4.     Concernant le travail nocturne et dominical

Quelques atténuations de dispositions du projet ont permis d’en limiter certains effets néfastes tels que :

·      la délimitation plus précise et plus limitée des zones touristiques et des zones commerciales ;

·      l’impossibilité d’imposer le travail le dimanche par décision unilatérale de l’employeur dans les nouvelles zones touristiques et commerciales créées.

Mais de nombreuses dispositions contestables demeurent.

En effet, le travail du dimanche a toujours été présenté comme reposant uniquement sur la volonté des salariés, argument principal avancé par le gouvernement.

Or, les 5 dimanches ne sont plus de droit mais la possibilité pour le maire d’en instituer 12 reste, sans condition d’acceptation du salarié. Dans un tel cas, la décision unilatérale de l’employeur pourra s’imposer au salarié.

 

Le projet de loi ne définit toujours pas les conditions de recueil du volontariat. Pourtant, le seul moyen d’éviter une discrimination à l’embauche est de limiter la sollicitation de l’employeur aux salariés en CDI ayant terminé leur période d’essai.

 Surtout, le projet de loi ne prévoit pas clairement la possibilité pour les salariés de revenir sur leur acceptation du travail le dimanche et il n’existe aucune avancée concernant le « droit de retour » pour les salariés qui voudraient revenir sur leur décision de travailler la nuit dit « de soirée » dans les zones touristiques internationales.

 La loi prévoit seulement que « L’accord collectif mentionné au II de l’article L. 3132-25-3 détermine les modalités de prise en compte d’un changement d’avis du salarié privé du repos dominical. ».

 Pour éviter cette nouvelle précarisation, le projet de loi pourrait être précisé selon la rédaction suivante :

 « Tout travail le dimanche, institué pour quelque motif que ce soit, ou travail de nuit ou dit de soirée, est soumis à l’acceptation expresse et non équivoque du salarié concerné. Le salarié peut revenir à tout moment sur sa décision sans que ce revirement ne puisse entraîner aucune sanction de quelque nature que ce soit. La décision du salarié de ne plus travailler le dimanche ou en soirée doit être mise en œuvre dans les trois mois après sa manifestation sans aucune conséquence sur son salaire excepté la majoration prévue pour le travail dominical ou de soirée».

 De surcroît, aucun plancher de compensation pour le travail le dimanche n’est prévu. Cette compensation reste soumise à la négociation dans le cadre des accords collectifs. La loi doit prévoir un minimum.
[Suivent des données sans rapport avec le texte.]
PR #405, opened 2026-07-01
Reconcile coupled-model state on the first compiled step under Reactant

### LINKED ISSUE #403: Coupled model under Reactant `@compile` is wrong when prognostic state is `set!` after construction: the first-step `update_state!` is skipped inside `@trace`
This is the residual of https://github.com/NumericalEarth/NumericalEarth.jl/issues/390. https://github.com/NumericalEarth/NumericalEarth.jl/pull/394 fixed the static half of that issue. The
state-exchanger regridder fractional indices are now initialized at construction, so
`@compile`d runs receive downwelling radiation. 

However, if the prognostic state is `set!` after construction (as any calibration / optimization /
differentiable loop does), a Reactant-`@compile`d `@trace` time-stepping loop is wrong 
because the first compiled step reuses flux/auxiliary state left over from construction instead of 
reconciling it with the newly seeded fields.

### Root cause

`EarthSystemModel`'s `time_step!` begins with

```julia
maybe_prepare_first_time_step!(coupled_model, Δt, callbacks)
```
https://github.com/CliMA/Oceananigans.jl/blob/4c8561061e975549532cced0e420d81fedaf769a/src/TimeSteppers/TimeSteppers.jl#L41-L48

whose generic definition (`Oceananigans/src/TimeSteppers/TimeSteppers.jl`) is

```julia
function maybe_prepare_first_time_step!(model, Δt, callbacks)
    if model.clock.iteration == 0        # data-dependent branch
        reconcile_state!(model)
        update_state!(model, callbacks)  # refresh aux/flux state from prognostic state
    end
    return nothing
end
```

On vanilla runs `clock.iteration::Int`, so on the first step this reconciles the flux/exchanger
state with the fields just written by `set!`. On `ReactantState`, `clock.iteration` is a
`ConcreteRNumber`/`TracedRNumber`, so `if clock.iteration == 0` is data-dependent control
flow on a traced scalar *inside the compiled `@trace` loop* — it does not reproduce the
eager semantics, and the first-step refresh never runs. The first compiled `time_step!`
therefore consumes the flux state computed at construction (from the pre-`set!` state).

### MWE

```julia
using NumericalEarth, Oceananigans, Oceananigans.Units, Statistics, Printf
using Oceananigans.TimeSteppers: time_step!, update_state!
using Reactant, CUDA
using Reactant: @trace
Reactant.set_default_backend("cpu")
Reactant.LLVM.clopts("-vectorize-slp=false", "-vectorize-loops=false")

make_grid(arch) = LatitudeLongitudeGrid(arch; latitude = (0, 1), longitude = (0, 1),
                                        size = (1, 1), topology = (Bounded, Bounded, Flat))

function build_model(arch)
    grid  = make_grid(arch)
    atmos = PrescribedAtmosphere(grid, [0.0, 1.0e8])
    for n in 1:2
        set!(atmos.velocities.u[n], 4.0);        set!(atmos.temperature[n], 290.0)
        set!(atmos.specific_humidity[n], 0.004); set!(atmos.pressure[n], 101325.0)
    end
    update_state!(atmos)
    land   = SlabLand(grid)
    fluxes = NumericalEarth.EarthSystemModels.InterfaceComputations.default_atmosphere_land_fluxes(
                 land, eltype(grid); solver_stop_criteria = FixedIterations(8))
    interface = atmosphere_land_interface(grid, atmos, land; fluxes)
    return AtmosphereLandModel(atmos, land; atmosphere_land_interface = interface)
end

Δt = 10minutes
N  = 16
Tmean(m) = mean(interior(m.land.temperature, :, :, 1))

# Eager reference: set the skin temperature AFTER construction, then step. The first
# `time_step!` refreshes the flux from the seeded T (maybe_prepare_first_time_step!).
mc = build_model(CPU())
parent(mc.land.temperature) .= 320
for _ in 1:N; time_step!(mc, Δt); end
@info @sprintf("CPU eager:               ⟨T⟩ = %.5f K", Tmean(mc))

# Reactant: same, but the first compiled step never runs that refresh (the
# `if clock.iteration == 0` guard does not fire under @trace) — unless we call
# update_state! ourselves before the loop.
function run_norefresh(m, Δt, n)
    parent(m.land.temperature) .= 320
    @trace track_numbers=false for _ in 1:n; time_step!(m, Δt); end
    return Tmean(m)
end
function run_refresh(m, Δt, n)
    parent(m.land.temperature) .= 320
    update_state!(m)
    @trace track_numbers=false for _ in 1:n; time_step!(m, Δt); end
    return Tmean(m)
end

mr = build_model(ReactantState())
c0 = Reactant.@compile raise=true raise_first=true sync=true run_norefresh(mr, Δt, N)
T_norefresh = Reactant.to_number(c0(mr, Δt, N))
@info @sprintf("Reactant, no refresh:    ⟨T⟩ = %.5f K   (Δ vs CPU = %+.3e K)", T_norefresh, T_norefresh - Tmean(mc))

mr2 = build_model(ReactantState())
c1 = Reactant.@compile raise=true raise_first=true sync=true run_refresh(mr2, Δt, N)
T_refresh = Reactant.to_number(c1(mr2, Δt, N))
@info @sprintf("Reactant, update_state!: ⟨T⟩ = %.5f K   (Δ vs CPU = %+.3e K)", T_refresh, T_refresh - Tmean(mc))
```

Output:

```
[ Info: CPU eager:               ⟨T⟩ = 286.88632 K
[ Info: Reactant, no refresh:    ⟨T⟩ = 235.06009 K   (Δ vs CPU = -5.183e+01 K)   # drifts badly
[ Info: Reactant, update_state!: ⟨T⟩ = 286.88632 K   (Δ vs CPU = +5.684e-14 K)   # bit-exact
```

@dkytezab @Pangoraw

xkykai:
Closes https://github.com/NumericalEarth/NumericalEarth.jl/issues/403

## Verification

Minimal coupled MWE shown in https://github.com/NumericalEarth/NumericalEarth.jl/issues/403 (1×1 grid, constant `PrescribedAtmosphere`, default `SlabLand`, no
radiation), skin temperature `set!` to 320 K after construction, 16 compiled steps:

```
CPU eager:               ⟨T⟩ = 286.88632 K
Reactant, no refresh:    ⟨T⟩ = 235.06009 K   (Δ vs CPU = -5.183e+01 K)   # before this fix
Reactant, no refresh:    ⟨T⟩ = 286.88632 K   (Δ vs CPU = +5.684e-14 K)   # with this fix — bit-exact
```


dkytezab:
Should we shelve `first_time_step!` then in Reactant? It's going to be confusing to have two paradigms: where Oceananigans `maybe_prepare_first_time_step!` is a no op on Reactant, the brunt being passed over to `first_time_step!` (call to `update_state!` and `reconcile_state!`) but here we have NumericalEarth `maybe_prepare_first_time_step!` mirroring the latter rather than its namesake.

Pangoraw:
> Should we shelve first_time_step! then in Reactant?

I feel like doing the explicit first time step in Reactant might be better, otherwise we are implicitly adding a lot of code to the loop that will run just for the first iteration. Making compile times longer.

test/test_reactant.jl
```diff
@@ -19,6 +19,11 @@ else
     Reactant.set_default_backend("cpu")
 end
 
+# LLVM's SLP vectorizer miscompiles Reactant-raised kernels (it emits a
+# vector-of-i1 `select` on scalar operands, which fails LLVM verification);
+# disable it, as in the issue-#403 MWE.
+Reactant.LLVM.clopts("-vectorize-slp=false", "-vectorize-loops=false")
```
Pangoraw: is this still needed with latest Reactant?

src/EarthSystemModels/InterfaceComputations/atmosphere_land_fluxes.jl
```diff
@@ -126,7 +126,7 @@ end
 #####
 
 @inline land_saturation(i, j, grid, land_state) =
-    (saturation = convert(eltype(grid), land_field_value(land_state.saturation, i, j)),)
+    (saturation = land_field_value(land_state.saturation, i, j),)
```
glwagner: why is this a NamedTuple?

src/EarthSystemModels/InterfaceComputations/atmosphere_land_fluxes.jl
```diff
@@ -137,7 +137,7 @@ end
 
 # Energy state: only the reservoir (skin-humidity) model needs the bulk temperature.
 @inline interface_energy_state(i, j, grid, ::SkinHumidity, land_state) =
-    (temperature = convert(eltype(grid), land_field_value(land_state.T, i, j)),)
+    (temperature = land_field_value(land_state.T, i, j),)
```
glwagner: same q here

test/test_reactant.jl
```diff
@@ -48,3 +57,76 @@ end
...
+
+    function build_atmosphere_land_model(arch)
+        grid  = make_land_grid(arch)
+        atmos = PrescribedAtmosphere(grid, [0.0, 1.0e8])
+        for n in 1:2
+            set!(atmos.velocities.u[n], 4.0)
+            set!(atmos.temperature[n], 290.0)
+            set!(atmos.specific_humidity[n], 0.004)
+            set!(atmos.pressure[n], 101325.0)
+        end
```
glwagner:
```suggestion
        set!(atmos.velocities.u, 4)
        set!(atmos.temperature, 290)
        set!(atmos.specific_humidity, 0.004)
        set!(atmos.pressure, 101325)
```

test/test_reactant.jl
```diff
@@ -48,3 +57,76 @@ end
...
+        # These are the default atmosphere--land fluxes except for FixedIterations, which
+        # gives the flux solver a fixed trip count so the compiled and eager paths trace
+        # identically — the default convergence criterion is a data-dependent `while` loop
+        # that would not.
+        FT = eltype(grid)
+        fluxes = IC.SimilarityTheoryFluxes(FT;
+                                           stability_functions          = IC.atmosphere_land_stability_functions(FT),
+                                           momentum_roughness_length    = convert(FT, 0.1),
+                                           temperature_roughness_length = convert(FT, 0.01),
+                                           water_vapor_roughness_length = convert(FT, 0.01),
```
glwagner: conversions to `FT` should be unnecessary

test/test_reactant.jl
dkytezab: this should be unecessary now

test/test_reactant.jl
xkykai: there is no method for `set!(::FieldTimeSeries, ::Number)`. should we add one?

src/EarthSystemModels/InterfaceComputations/atmosphere_land_fluxes.jl
xkykai: This precedes me, but I think it's to feed into `AirLandInterfaceState` in the `hydrology` argument, so that other components can access it by writing `Ψ.hydrology.saturation` in a self-explanatory manner.

test/test_reactant.jl
xkykai: I've gone back to check (with https://github.com/CliMA/Oceananigans.jl/pull/5725 already included).

I can drop `-vectorize-loops=false`, but when I drop `-vectorize-slp=false` it gives an error. Here's the finding so far:

LLVM's SLP vectorizer miscompiles the raised kernel: it packs two scalar ifelse/mod lanes into a vector<2xf64> and emits llvm.select %m, %a, %b : vector<2xi1>, f64 — a vector mask with scalar operands, which fails to lower to LLVM IR. Bit-exact vs CPU with the flag, fails without. It's an upstream Reactant/LLVM codegen bug unrelated to Oceananigans #5725.

I'll continue investigating.

dkytezab: Are you using Reactant 0.2.269 or later?

xkykai: no, I'm using 0.2.268 because it is capped in Project.toml:

https://github.com/NumericalEarth/NumericalEarth.jl/blob/b03e24f56b50d65bf67a41d8b94fa44e63fdfcc5/Project.toml#L95

let me free it and retry

xkykai: 0.2.270 works! I'll bump it

src/EarthSystemModels/InterfaceComputations/atmosphere_land_fluxes.jl
glwagner: Ok, maybe we need an issue to clean this up

test/test_reactant.jl
glwagner: yes that'd be great

xkykai: will be implemented in https://github.com/CliMA/Oceananigans.jl/pull/5773

src/EarthSystemModels/InterfaceComputations/atmosphere_land_fluxes.jl
xkykai: what do you suggest? is it a common `InterfaceState` struct for all types of interfaces?

ext/NumericalEarthReactantExt.jl
```diff
@@ -25,6 +26,21 @@ function reconcile_state!(model::ReactantESM)
     return nothing
 end
 
+# Mirror Oceananigans' Reactant paradigm. The generic `maybe_prepare_first_time_step!` runs
+# on every step (called from the top of `time_step!`) and refreshes the auxiliary/flux state
+# only on the first step, guarded by `if model.clock.iteration == 0`. On `ReactantState` the
+# iteration is a traced scalar, so that guard cannot branch inside a compiled loop. Rather
+# than trace a first-step-only conditional into every iteration, we make the hook a no-op and
+# do the refresh explicitly and unconditionally in `first_time_step!` — matching how
+# Oceananigans handles its own Reactant models, and keeping the compiled stepping loop lean.
```
glwagner: make this comment shorter? (claude loves excessively verbose comments...)

src/EarthSystemModels/InterfaceComputations/atmosphere_land_fluxes.jl
glwagner: I think the caller of `land_saturation` can build it into a `NamedTuple`. It doesn't make sense that every implementation of `land_saturation` needs to add the `saturation` key, I think.

glwagner:
```suggestion
    (; saturation = land_field_value(land_state.saturation, i, j))
```

src/EarthSystemModels/InterfaceComputations/atmosphere_land_fluxes.jl
glwagner:
```suggestion
    (; temperature = land_field_value(land_state.T, i, j))
```

xkykai:
@copilot resolve the merge conflicts in this pull request

src/EarthSystemModels/InterfaceComputations/atmosphere_land_fluxes.jl
xkykai: Done — `land_saturation` now returns a scalar and the caller (`interface_hydrology_state`/`interface_energy_state`) builds the NamedTuple, per your suggestion.

src/EarthSystemModels/InterfaceComputations/atmosphere_land_fluxes.jl
xkykai: Applied.

ext/NumericalEarthReactantExt.jl
xkykai: Shortened in af3ac8fc (along with the other verbose comments in the PR).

 Enfin, les nouvelles dispositions permettant le travail de nuit dans les zones touristiques internationales portent atteinte à la protection de la santé et de la sécurité des travailleurs. Ce critère prévu par l’article L.3122-32 du Code du Travail semble purement et simplement supprimé dans ces zones.

 La deuxième condition relative au caractère exceptionnel du travail de nuit est également supprimée puisqu’il n’a même plus à être justifié par les « nécessités d’assurer la continuité du service économique ou les services d’utilisé sociale ». Ainsi, il n’existera plus aucune garantie pour les salariés du seul fait qu’ils travaillent dans « une zone touristique internationale » décidée par le ministre.

Le projet de loi devra être modifié afin de protéger et respecter la santé et le volontariat des salariés.